======== Data excerpts

PR #374, opened 2022-12-06
`train_continuous()` coerces `new` to `numeric`

### LINKED ISSUE #369: Bug: `train_continuous()` with integer64
Currently, `train_continuous()` gives nonsensical ranges for integer64 input.

``` r
library(scales)

new <- bit64::as.integer64(1:10)

train_continuous(new)
#> [1] 4.940656e-324 4.940656e-323
```

Looking at the the `base::range.default` function, it seems that concatenating NULL with an integer64 vector causes weird casting behaviour. This doesn't happen using the `vctrs::vec_c()` function for example.

``` r
existing <- NULL

c(existing, new)
#>  [1] 4.940656e-324 9.881313e-324 1.482197e-323 1.976263e-323 2.470328e-323
#>  [6] 2.964394e-323 3.458460e-323 3.952525e-323 4.446591e-323 4.940656e-323

vctrs::vec_c(existing, new)
#> integer64
#>  [1] 1  2  3  4  5  6  7  8  9  10
```

<sup>Created on 2022-11-05 by the [reprex package](https://reprex.tidyverse.org) (v2.0.1)</sup>

There are a few options to prevent this. In the following line https://github.com/r-lib/scales/blob/f7056ad39f4e476e1288082630d59084a41ee635/R/scale-continuous.r#L49

The input can be pre-combined:

``` r
suppressWarnings(range(vctrs::vec_c(existing, new), na.rm = TRUE, finite = TRUE))
```

The input can be coerced to numeric:

``` r
suppressWarnings(range(existing, as.numeric(new), na.rm = TRUE, finite = TRUE))
```

Or can be branched depending on the 'null'-ness of `existing`.

``` r
if (is.null(existing)) {
  suppressWarnings(range(new, na.rm = TRUE, finite = TRUE))
} else {
  suppressWarnings(range(existing, new, na.rm = TRUE, finite = TRUE))
}
```

teunbrand:
This PR aims to fix #369 and fix https://github.com/tidyverse/ggplot2/issues/2377.

I chose to coerce instead of the two alternatives in #369, because of this expectation:

https://github.com/r-lib/scales/blob/f7056ad39f4e476e1288082630d59084a41ee635/R/scale-continuous.r#L36

The reprex from the ggplot2 issue should now work:

``` r
#> ℹ Loading scales
library(ggplot2)

df <- data.frame(x = bit64::as.integer64(1:10))
ggplot(df) + geom_histogram(aes(x))
#> Don't know how to automatically pick scale for object of type <integer64>.
#> Defaulting to continuous.
#> `stat_bin()` using `bins = 30`. Pick better value with `binwidth`.
```

<sup>Created on 2022-12-06 by the [reprex package](https://reprex.tidyverse.org) (v2.0.1)</sup>


teunbrand:
Done.

PR #375, opened 2022-12-12
Update 'domain' documentation

teunbrand:
This PR proposes an extra line of documentation for the 'domain' argument in `trans_new()`.

Briefly, since ggplot2 3.4.0, breaks are computed on the expanded limits capped by the domain, which requires it to be transformable. This requirement has not been communicated very clearly, as encountered in https://github.com/tidyverse/ggplot2/issues/5105, that this PR aims to amend.

If so desired (but not yet included in this PR), the transformability of the domain could also be tested in `trans_new()`, which could then emit a warning if the domain is untransformable.


thomasp85:
Can you update this as well?

teunbrand:
Done.

PR #394, opened 2023-07-25
Report domains for several transformations

teunbrand:
Briefly, ggplot2 uses the domain to figure out in what range it can ask a transformation to compute breaks after scale expansion.
Having a default domain of `c(-Inf, Inf)` works for most transformations, but not all.
In particular the `boxcox_trans()` doesn't really work as intended as a consequence of having the default domain. While trying to fix that, I decided to also add domains for `asn_trans()` and probability transformations.

A short demo of the issue and proposed fix:

``` r
library(scales)

# Note: I'm not giving the scale negative values, some become negative through expansion
demo_continuous(1:10, trans = boxcox_trans(2))
#> scale_x_continuous(trans = boxcox_trans(2))
#> Error: boxcox_trans must be given only positive values. Consider using modulus_trans instead?

# With this PR:
#> ℹ Loading scales

demo_continuous(1:10, trans = boxcox_trans(2))
#> scale_x_continuous(trans = boxcox_trans(2))
```

<sup>Created on 2023-07-25 with [reprex v2.0.2](https://reprex.tidyverse.org)</sup>


thomasp85:
Can you update to remove conflict?

teunbrand:
Certainly. Also realised that `log1p_trans()` should have a domain.

teunbrand:
Failure on devel seems related to some unicode <-> grid interaction? Seems unrelated to the 3 PRs you asked me to update.

thomasp85:
Yeah, don't worry about that

PR #397, opened 2023-09-06
Transformation suffixes to prefixes

### LINKED ISSUE #390: `*_trans` suffixed functions would be easier to use if they were renamed to be `trans_*` prefixed functions
A trans prefix would work well with the Rstudio auto-complete making it easier to search through the functions.

It would also be consistent with `scales::oob_*` functions, `ggplot2::stat_*` functions, and `ggplot2::position_*` functions etc.

teunbrand:
This PR aims to fix #390.

Briefly, it renames all `*_trans` functions to `trans_*` functions, while keeping the suffixed versions as aliases.
The `as.trans()` function first tries the prefixed version, and when unavailable, tries the suffixed version for backward compatibility.


thomasp85:
If you are up for it I'd like to rename `trans` to `transform` in the API. This could be well folded into this PR

teunbrand:
Sure. Just to clarify, we then should end up with the `transform_log10()` function and for backward compatibility also the `log10_trans()` function, right?

teunbrand:
I'm going to make a new PR for that, as git merge just wipes all of this PRs changes and I'm in no mood to manually go through every change. I'll start with a clean slate

PR #410, opened 2023-11-06
Transformation suffixes to prefixes (attempt 2)

### LINKED ISSUE #390: `*_trans` suffixed functions would be easier to use if they were renamed to be `trans_*` prefixed functions

teunbrand:
This PR aims to fix #390. It supplants #397.

It does the following:
* It renames all `*_trans` suffixed functions to `transform_*` prefixed functions. The suffixed versions are kept as an alias.
* Changed the class of `"trans"` objects  to `"transform"` class objects.
* `as.transform()`, previously `as.trans()` has mechanism to look for the prefixed names first, then tries to find suffixed versions.

I was unsure about if `trans_new()` or `trans_range()` should be renamed. As they aren't transformations, I didn't rename them. I'd be happy to rename them if so desired.


thomasp85:
Let's rename it all :-) but keep the old around

teunbrand:
Right, but if we call it `transform_new()` and `transform_range()`, folks might expect that these are also transformations to be passed to scales. How do you feel about `new_transform()` and `range_transform()`?

thomasp85:
`trans_new()` should become `new_transform()` so it is in line with how constructors are generally named now

`trans_range()` should probably be renamed to something like `trim_to_domain()` or something

teunbrand:
Alright, should be OK now

thomasp85:
Thanks!

k-motwani:
> Let's rename it all :-) but keep the old around

It seems like the old were not kept around which causes issues downstream. Could this be remedied?

teunbrand:
Do you have a minimal reproducible example of what previously worked fine and is giving issues now?

PR #414, opened 2023-12-14
Confusion between y and lambda in the documentation of the Box-Cox transformation 

EricMarcon:
The documentation of the Box-Cox transformation is not correct. It confuses the parameters $y$ and $\lambda$.
This PR corrects it.

To be convinced, read the equations in the Details section. $y$ may take any value but the fractions are 0/0 when $\lambda = 0$.


R/transform-numeric.R
```diff
@@ -69,14 +69,14 @@ asinh_trans <- transform_asinh
 #' The Box-Cox power transformation (type 1) requires strictly positive values and
 #' takes the following form for `y > 0`:
```
thomasp85, line 70:
```suggestion
#' takes the following form for \eqn{\lambda > 0}:
```

thomasp85:
\document

thomasp85:
Thanks

PR #416, opened 2023-12-22
Propagate call for error messages

### LINKED ISSUE #379: Improve messaging in Range R6 classes
This suggestion is lifted over from https://github.com/tidyverse/ggplot2/issues/4258.

Briefly, `train_discrete()` and `train_continuous()` throw errors that can be hard to debug in some cases.
If https://github.com/tidyverse/ggplot2/pull/5086 is merged, that would leave responsibility over Range classes with {scales}, so that is why I'm opening this issue here.

My proposal would be that the Range classes get an optional field with a scale name or aesthetic name that can be used for communicating more informative errors. Responsibility for providing an informative field would then bounce the ball back to ggplot2.

teunbrand:
This PR aims to fix #379.

Briefly, it adds a `call` argument to range training that is used to communicate error messages.
Short demo:

``` r
#> ℹ Loading scales

i_train_ranges <- function(x) {
  range <- ContinuousRange$new()
  range$train(x, call = current_call())
  range$range
}

i_train_ranges(1:10)
#> [1]  1 10
i_train_ranges(c("foo", "bar"))
#> Error in `i_train_ranges()`:
#> ! Discrete value supplied to a continuous scale
```

<sup>Created on 2023-12-22 with [reprex v2.0.2](https://reprex.tidyverse.org)</sup>

### DIFF
--- a/R/range.R
+++ b/R/range.R
@@ -18,9 +18,10 @@ DiscreteRange <- R6::R6Class(
   inherit = Range,
   list(
     factor = NULL,
-    train = function(x, drop = FALSE, na.rm = FALSE) {
+    train = function(x, drop = FALSE, na.rm = FALSE, call = caller_env()) {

================

» **Problem to solve**
Where does the word "vctrs" appear in the records above? Return every line that holds it.

» **Written reply**
Looking at the the `base::range.default` function, it seems that concatenating NULL with an integer64 vector causes weird casting behaviour. This doesn't happen using the `vctrs::vec_c()` function for example.
vctrs::vec_c(existing, new)
suppressWarnings(range(vctrs::vec_c(existing, new), na.rm = TRUE, finite = TRUE))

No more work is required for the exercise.